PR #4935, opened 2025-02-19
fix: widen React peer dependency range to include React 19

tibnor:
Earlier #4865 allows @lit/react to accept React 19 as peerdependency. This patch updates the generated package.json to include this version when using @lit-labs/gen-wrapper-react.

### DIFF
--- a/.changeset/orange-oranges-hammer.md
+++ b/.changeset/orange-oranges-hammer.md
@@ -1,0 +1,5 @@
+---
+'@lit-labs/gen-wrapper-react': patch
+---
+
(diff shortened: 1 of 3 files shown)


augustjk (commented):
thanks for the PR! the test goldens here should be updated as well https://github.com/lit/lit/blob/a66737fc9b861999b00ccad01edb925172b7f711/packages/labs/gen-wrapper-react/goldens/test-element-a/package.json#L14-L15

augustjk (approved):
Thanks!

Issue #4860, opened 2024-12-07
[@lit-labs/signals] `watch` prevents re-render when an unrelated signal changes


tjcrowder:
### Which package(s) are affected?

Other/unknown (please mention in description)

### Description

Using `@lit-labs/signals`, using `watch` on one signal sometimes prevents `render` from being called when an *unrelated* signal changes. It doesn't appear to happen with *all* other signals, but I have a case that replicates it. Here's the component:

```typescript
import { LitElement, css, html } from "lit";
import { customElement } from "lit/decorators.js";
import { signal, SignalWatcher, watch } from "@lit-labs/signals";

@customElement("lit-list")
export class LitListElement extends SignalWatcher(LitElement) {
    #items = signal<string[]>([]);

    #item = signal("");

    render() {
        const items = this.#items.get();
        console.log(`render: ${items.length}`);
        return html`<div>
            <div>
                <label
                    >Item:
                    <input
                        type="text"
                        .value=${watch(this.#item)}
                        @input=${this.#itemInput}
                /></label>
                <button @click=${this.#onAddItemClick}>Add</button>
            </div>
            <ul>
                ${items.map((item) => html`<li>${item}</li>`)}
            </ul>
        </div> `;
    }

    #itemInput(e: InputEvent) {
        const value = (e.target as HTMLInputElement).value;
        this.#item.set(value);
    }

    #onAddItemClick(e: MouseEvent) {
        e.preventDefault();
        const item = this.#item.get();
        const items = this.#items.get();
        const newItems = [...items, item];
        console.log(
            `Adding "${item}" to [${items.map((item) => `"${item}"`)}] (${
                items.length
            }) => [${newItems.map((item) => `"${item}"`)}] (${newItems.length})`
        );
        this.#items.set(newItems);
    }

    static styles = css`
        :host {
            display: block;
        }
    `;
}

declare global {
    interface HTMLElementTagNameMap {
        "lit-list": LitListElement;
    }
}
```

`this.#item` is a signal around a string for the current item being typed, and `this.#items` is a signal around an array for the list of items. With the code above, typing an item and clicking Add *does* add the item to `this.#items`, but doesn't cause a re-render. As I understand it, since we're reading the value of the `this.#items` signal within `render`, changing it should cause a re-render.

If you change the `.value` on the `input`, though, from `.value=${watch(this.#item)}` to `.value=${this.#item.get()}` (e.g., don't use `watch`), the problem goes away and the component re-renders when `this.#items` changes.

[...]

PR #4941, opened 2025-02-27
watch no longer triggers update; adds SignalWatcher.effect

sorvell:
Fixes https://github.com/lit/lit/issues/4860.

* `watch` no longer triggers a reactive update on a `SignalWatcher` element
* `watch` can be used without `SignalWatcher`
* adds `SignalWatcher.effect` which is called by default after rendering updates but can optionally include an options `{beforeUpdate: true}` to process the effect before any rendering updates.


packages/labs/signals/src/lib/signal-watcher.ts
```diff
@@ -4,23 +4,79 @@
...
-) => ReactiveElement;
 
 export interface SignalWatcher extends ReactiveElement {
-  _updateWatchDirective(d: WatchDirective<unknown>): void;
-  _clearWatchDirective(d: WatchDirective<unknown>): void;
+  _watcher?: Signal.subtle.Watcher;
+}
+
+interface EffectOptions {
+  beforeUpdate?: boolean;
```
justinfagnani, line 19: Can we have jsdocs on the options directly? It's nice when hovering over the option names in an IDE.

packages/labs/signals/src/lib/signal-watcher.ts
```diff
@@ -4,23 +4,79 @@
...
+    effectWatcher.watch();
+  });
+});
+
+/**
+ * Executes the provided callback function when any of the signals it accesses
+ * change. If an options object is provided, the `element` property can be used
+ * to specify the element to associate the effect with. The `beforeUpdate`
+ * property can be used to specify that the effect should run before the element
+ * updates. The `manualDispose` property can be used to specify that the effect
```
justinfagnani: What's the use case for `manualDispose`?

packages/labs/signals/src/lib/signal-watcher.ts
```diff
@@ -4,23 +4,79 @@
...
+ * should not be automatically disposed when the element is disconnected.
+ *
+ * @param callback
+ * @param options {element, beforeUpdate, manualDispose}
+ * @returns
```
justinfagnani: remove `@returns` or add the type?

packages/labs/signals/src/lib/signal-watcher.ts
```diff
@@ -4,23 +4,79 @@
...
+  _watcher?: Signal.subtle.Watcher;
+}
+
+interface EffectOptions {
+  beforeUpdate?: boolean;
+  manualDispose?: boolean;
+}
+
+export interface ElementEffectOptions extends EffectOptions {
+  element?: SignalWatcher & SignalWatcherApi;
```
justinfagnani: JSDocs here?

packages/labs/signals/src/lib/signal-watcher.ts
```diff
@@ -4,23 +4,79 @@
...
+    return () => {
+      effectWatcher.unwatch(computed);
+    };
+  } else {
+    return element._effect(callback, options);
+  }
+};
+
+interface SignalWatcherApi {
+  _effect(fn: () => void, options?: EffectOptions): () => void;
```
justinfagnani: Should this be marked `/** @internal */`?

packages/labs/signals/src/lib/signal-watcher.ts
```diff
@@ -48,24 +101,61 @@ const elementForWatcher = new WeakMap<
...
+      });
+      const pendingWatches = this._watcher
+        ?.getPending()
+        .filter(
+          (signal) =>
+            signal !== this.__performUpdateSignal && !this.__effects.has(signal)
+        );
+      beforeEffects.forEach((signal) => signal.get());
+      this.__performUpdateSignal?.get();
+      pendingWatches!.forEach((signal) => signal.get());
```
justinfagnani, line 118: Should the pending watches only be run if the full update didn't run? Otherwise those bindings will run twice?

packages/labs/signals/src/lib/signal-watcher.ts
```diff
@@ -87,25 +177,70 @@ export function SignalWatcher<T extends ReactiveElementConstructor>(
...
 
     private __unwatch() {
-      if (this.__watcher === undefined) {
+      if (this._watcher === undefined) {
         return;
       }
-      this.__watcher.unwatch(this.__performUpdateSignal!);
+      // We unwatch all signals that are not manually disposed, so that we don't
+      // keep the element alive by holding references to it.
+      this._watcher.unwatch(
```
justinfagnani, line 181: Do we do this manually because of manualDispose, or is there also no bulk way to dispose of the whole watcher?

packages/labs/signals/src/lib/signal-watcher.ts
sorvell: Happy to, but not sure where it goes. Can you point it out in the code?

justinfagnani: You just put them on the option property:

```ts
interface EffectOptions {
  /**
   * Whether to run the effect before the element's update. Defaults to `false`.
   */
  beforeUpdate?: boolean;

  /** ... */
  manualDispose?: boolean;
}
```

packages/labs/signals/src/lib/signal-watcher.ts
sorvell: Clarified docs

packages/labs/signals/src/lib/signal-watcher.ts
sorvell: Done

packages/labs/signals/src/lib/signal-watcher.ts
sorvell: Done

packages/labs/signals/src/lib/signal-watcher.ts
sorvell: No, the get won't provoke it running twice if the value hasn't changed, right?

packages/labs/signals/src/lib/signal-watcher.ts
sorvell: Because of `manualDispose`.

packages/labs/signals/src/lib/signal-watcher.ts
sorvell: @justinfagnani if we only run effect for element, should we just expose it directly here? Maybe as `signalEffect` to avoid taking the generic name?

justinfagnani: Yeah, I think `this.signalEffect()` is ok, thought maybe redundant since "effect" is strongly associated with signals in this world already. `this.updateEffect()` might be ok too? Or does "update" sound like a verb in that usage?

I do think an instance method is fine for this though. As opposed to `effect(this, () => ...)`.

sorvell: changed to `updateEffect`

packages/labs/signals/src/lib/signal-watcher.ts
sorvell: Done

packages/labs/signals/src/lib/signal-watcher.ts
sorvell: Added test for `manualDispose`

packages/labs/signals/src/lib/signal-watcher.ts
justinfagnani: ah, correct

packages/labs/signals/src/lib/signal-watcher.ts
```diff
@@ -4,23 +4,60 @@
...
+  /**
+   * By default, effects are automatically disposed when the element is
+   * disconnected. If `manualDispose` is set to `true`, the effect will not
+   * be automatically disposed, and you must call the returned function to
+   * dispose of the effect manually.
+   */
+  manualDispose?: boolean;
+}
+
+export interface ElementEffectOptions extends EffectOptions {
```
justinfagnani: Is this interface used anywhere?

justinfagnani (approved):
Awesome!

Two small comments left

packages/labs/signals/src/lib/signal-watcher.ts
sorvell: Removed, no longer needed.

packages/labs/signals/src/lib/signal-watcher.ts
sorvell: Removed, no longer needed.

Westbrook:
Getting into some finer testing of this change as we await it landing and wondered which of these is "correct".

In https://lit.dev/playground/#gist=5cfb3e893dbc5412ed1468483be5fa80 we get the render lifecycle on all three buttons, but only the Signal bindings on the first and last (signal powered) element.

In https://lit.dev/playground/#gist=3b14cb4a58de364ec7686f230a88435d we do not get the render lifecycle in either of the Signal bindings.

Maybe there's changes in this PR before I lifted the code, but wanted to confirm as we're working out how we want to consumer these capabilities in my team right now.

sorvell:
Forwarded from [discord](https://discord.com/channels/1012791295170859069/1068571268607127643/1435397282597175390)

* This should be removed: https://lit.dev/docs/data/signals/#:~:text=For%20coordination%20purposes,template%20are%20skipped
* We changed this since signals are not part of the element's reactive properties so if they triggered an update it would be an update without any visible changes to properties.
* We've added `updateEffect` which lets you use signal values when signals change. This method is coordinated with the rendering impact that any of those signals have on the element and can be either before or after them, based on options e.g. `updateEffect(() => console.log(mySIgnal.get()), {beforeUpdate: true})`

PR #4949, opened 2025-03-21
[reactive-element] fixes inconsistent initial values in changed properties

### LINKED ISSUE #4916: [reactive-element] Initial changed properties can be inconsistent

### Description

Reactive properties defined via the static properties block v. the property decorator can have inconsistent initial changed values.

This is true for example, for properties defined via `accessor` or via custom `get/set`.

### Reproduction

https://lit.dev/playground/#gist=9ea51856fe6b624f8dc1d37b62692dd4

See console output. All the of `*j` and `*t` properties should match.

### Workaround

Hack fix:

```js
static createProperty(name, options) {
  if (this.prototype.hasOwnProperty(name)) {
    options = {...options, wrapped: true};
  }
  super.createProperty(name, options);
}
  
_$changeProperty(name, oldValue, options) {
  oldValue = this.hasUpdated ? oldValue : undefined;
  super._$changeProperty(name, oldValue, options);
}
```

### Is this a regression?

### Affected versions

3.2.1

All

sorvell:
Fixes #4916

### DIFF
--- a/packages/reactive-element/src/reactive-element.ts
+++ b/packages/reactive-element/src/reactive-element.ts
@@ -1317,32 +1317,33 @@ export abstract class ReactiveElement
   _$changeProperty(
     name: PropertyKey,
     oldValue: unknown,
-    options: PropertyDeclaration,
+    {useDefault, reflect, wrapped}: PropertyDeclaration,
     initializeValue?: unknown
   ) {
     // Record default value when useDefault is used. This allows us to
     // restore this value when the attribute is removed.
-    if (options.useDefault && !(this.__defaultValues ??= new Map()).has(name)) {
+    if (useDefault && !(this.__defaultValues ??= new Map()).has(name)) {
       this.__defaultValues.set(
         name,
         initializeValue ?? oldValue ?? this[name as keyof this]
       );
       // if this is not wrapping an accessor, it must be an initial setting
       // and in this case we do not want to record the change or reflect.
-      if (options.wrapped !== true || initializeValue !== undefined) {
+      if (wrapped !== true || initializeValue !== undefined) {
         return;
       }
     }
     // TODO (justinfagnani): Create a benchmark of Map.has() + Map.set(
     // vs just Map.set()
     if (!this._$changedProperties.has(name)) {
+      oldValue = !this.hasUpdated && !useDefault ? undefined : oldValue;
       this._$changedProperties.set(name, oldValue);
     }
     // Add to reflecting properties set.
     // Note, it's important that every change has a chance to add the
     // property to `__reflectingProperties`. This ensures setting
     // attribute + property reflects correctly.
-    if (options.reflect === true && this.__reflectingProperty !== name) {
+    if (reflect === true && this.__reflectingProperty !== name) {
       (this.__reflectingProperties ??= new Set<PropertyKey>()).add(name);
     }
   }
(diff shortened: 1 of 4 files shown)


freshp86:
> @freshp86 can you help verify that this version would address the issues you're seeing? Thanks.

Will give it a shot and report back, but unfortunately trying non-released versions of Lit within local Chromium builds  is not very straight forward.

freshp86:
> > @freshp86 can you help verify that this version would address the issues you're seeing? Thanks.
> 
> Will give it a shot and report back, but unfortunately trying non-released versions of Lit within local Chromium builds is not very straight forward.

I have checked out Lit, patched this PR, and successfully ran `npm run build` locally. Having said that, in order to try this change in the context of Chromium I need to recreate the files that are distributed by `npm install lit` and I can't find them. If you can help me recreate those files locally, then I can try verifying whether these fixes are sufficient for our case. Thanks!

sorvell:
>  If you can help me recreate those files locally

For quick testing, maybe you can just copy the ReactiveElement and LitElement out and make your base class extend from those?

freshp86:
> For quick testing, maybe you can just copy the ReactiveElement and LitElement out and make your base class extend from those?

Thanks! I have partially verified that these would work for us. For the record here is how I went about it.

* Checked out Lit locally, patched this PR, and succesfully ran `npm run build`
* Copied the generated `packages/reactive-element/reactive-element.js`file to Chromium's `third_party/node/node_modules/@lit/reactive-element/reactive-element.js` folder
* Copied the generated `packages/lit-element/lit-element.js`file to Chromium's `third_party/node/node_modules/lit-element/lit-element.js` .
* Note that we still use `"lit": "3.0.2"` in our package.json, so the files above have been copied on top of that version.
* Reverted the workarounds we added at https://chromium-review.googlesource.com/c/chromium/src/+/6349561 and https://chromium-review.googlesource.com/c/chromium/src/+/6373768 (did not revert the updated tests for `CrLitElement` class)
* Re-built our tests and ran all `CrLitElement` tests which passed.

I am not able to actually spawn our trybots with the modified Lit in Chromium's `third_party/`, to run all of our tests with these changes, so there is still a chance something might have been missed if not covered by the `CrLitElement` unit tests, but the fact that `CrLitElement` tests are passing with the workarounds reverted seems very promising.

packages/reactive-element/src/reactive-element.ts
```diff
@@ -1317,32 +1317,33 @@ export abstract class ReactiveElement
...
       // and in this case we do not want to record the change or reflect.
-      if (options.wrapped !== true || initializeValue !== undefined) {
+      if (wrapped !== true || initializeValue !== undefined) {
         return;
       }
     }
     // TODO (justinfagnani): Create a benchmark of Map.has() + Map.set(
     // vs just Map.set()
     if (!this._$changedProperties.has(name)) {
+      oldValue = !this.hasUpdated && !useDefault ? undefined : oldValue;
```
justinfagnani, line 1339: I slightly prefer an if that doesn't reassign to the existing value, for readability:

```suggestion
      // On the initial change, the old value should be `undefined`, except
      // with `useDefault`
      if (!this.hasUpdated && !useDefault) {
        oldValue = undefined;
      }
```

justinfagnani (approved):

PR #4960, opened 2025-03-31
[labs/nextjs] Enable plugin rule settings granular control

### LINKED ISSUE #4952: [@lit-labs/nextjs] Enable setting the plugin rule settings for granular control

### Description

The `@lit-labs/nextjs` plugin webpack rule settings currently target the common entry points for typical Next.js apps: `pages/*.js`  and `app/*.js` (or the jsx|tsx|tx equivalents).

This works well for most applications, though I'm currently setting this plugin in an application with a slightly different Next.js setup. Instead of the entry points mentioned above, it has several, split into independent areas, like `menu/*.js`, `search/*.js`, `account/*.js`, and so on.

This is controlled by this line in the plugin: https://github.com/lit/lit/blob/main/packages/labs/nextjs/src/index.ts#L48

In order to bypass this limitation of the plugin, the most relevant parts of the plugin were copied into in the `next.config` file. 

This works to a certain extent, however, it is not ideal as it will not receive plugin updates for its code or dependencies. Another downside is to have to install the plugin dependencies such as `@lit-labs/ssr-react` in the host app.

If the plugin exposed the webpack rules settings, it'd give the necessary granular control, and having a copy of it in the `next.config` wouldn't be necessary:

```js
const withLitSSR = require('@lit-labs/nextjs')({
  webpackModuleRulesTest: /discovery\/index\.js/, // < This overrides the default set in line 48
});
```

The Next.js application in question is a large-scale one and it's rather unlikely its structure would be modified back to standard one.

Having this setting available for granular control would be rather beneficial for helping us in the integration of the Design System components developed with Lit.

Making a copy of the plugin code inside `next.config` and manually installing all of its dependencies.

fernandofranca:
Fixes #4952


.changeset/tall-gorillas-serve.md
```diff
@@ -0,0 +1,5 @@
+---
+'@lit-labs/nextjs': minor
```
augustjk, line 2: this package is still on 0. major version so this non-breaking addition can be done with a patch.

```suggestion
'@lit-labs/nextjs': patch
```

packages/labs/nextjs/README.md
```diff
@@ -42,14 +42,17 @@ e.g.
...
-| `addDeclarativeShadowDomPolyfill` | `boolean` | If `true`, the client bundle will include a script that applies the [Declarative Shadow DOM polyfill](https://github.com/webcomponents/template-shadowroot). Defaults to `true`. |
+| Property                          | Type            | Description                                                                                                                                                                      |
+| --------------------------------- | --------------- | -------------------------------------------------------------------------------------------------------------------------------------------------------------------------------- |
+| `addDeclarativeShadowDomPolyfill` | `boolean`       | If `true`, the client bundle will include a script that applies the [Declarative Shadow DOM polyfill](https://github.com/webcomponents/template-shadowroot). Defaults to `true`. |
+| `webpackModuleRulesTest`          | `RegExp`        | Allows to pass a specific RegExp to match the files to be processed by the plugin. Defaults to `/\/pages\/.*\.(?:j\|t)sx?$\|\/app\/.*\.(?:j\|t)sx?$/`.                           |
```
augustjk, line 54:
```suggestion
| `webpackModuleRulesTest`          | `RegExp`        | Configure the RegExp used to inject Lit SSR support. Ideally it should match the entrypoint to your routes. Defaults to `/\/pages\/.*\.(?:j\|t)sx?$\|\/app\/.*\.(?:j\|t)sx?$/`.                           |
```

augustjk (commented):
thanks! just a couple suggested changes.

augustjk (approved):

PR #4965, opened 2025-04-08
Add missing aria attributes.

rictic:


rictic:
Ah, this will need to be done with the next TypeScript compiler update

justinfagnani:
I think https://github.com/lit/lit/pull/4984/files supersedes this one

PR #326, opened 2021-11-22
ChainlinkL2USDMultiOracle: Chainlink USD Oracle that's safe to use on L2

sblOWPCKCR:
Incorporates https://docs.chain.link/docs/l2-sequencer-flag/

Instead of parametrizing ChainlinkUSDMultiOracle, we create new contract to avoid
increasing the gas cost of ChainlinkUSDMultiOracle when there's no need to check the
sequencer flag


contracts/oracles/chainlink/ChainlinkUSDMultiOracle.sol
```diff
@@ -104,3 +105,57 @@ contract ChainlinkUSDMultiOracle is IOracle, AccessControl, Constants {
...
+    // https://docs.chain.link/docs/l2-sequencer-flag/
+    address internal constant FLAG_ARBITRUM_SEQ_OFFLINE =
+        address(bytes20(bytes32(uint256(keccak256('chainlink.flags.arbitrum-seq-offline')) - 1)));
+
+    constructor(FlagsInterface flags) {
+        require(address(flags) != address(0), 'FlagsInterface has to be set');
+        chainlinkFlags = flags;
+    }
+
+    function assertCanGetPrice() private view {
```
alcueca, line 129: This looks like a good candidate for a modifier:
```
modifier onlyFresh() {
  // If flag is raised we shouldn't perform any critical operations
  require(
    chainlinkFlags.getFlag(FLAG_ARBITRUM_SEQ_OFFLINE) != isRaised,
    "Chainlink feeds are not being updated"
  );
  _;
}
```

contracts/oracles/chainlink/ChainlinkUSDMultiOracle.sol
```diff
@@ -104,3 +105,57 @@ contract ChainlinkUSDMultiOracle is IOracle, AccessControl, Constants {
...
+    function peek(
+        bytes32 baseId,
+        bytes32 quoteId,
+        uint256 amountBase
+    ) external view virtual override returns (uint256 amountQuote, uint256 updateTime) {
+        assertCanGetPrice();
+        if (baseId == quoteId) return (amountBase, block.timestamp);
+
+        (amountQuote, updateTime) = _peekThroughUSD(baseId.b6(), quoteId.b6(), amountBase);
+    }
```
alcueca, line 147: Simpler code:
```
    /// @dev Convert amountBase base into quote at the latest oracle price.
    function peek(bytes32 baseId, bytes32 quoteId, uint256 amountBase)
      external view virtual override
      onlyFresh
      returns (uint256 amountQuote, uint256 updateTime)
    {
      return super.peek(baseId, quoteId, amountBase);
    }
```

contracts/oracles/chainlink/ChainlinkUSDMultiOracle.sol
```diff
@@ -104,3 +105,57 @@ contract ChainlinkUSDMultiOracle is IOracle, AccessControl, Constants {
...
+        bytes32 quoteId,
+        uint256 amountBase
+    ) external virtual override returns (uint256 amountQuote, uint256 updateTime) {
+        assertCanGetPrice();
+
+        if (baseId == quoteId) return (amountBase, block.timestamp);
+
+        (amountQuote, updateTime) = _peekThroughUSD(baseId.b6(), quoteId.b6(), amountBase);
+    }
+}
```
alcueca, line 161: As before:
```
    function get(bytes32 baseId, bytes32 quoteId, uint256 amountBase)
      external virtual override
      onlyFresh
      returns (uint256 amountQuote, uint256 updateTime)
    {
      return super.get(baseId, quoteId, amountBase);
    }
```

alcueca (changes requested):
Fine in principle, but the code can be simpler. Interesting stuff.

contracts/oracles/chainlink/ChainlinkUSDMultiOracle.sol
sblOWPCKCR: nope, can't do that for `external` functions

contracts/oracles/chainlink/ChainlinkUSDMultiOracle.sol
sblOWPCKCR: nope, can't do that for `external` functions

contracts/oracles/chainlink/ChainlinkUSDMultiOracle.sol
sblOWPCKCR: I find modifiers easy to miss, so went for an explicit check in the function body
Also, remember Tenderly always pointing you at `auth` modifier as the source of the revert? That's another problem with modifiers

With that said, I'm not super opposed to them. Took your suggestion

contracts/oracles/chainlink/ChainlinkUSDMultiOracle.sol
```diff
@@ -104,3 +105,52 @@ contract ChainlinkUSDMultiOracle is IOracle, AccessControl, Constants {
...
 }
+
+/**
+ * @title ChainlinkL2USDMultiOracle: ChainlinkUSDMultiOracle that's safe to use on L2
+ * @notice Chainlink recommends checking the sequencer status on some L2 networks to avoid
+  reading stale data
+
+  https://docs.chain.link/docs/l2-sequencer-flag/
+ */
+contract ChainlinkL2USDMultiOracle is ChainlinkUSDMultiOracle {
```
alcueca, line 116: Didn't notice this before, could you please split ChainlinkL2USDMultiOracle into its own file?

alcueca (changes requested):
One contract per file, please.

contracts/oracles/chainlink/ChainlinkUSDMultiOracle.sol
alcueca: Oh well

• **WHAT THE EXERCISE ASKS**
Each line above from the one with "reflecting properties set." up to and including the one with "Lit locally, patched" must be set down exactly, and no line outside that span may appear.

• **PROBLEM SOLUTION**
     // Add to reflecting properties set.
     // Note, it's important that every change has a chance to add the
     // property to `__reflectingProperties`. This ensures setting
     // attribute + property reflects correctly.
-    if (options.reflect === true && this.__reflectingProperty !== name) {
+    if (reflect === true && this.__reflectingProperty !== name) {
       (this.__reflectingProperties ??= new Set<PropertyKey>()).add(name);
     }
   }
(diff shortened: 1 of 4 files shown)


freshp86:
> @freshp86 can you help verify that this version would address the issues you're seeing? Thanks.

Will give it a shot and report back, but unfortunately trying non-released versions of Lit within local Chromium builds  is not very straight forward.

freshp86:
> > @freshp86 can you help verify that this version would address the issues you're seeing? Thanks.
> 
> Will give it a shot and report back, but unfortunately trying non-released versions of Lit within local Chromium builds is not very straight forward.

I have checked out Lit, patched this PR, and successfully ran `npm run build` locally. Having said that, in order to try this change in the context of Chromium I need to recreate the files that are distributed by `npm install lit` and I can't find them. If you can help me recreate those files locally, then I can try verifying whether these fixes are sufficient for our case. Thanks!

sorvell:
>  If you can help me recreate those files locally

For quick testing, maybe you can just copy the ReactiveElement and LitElement out and make your base class extend from those?

freshp86:
> For quick testing, maybe you can just copy the ReactiveElement and LitElement out and make your base class extend from those?

Thanks! I have partially verified that these would work for us. For the record here is how I went about it.

* Checked out Lit locally, patched this PR, and succesfully ran `npm run build`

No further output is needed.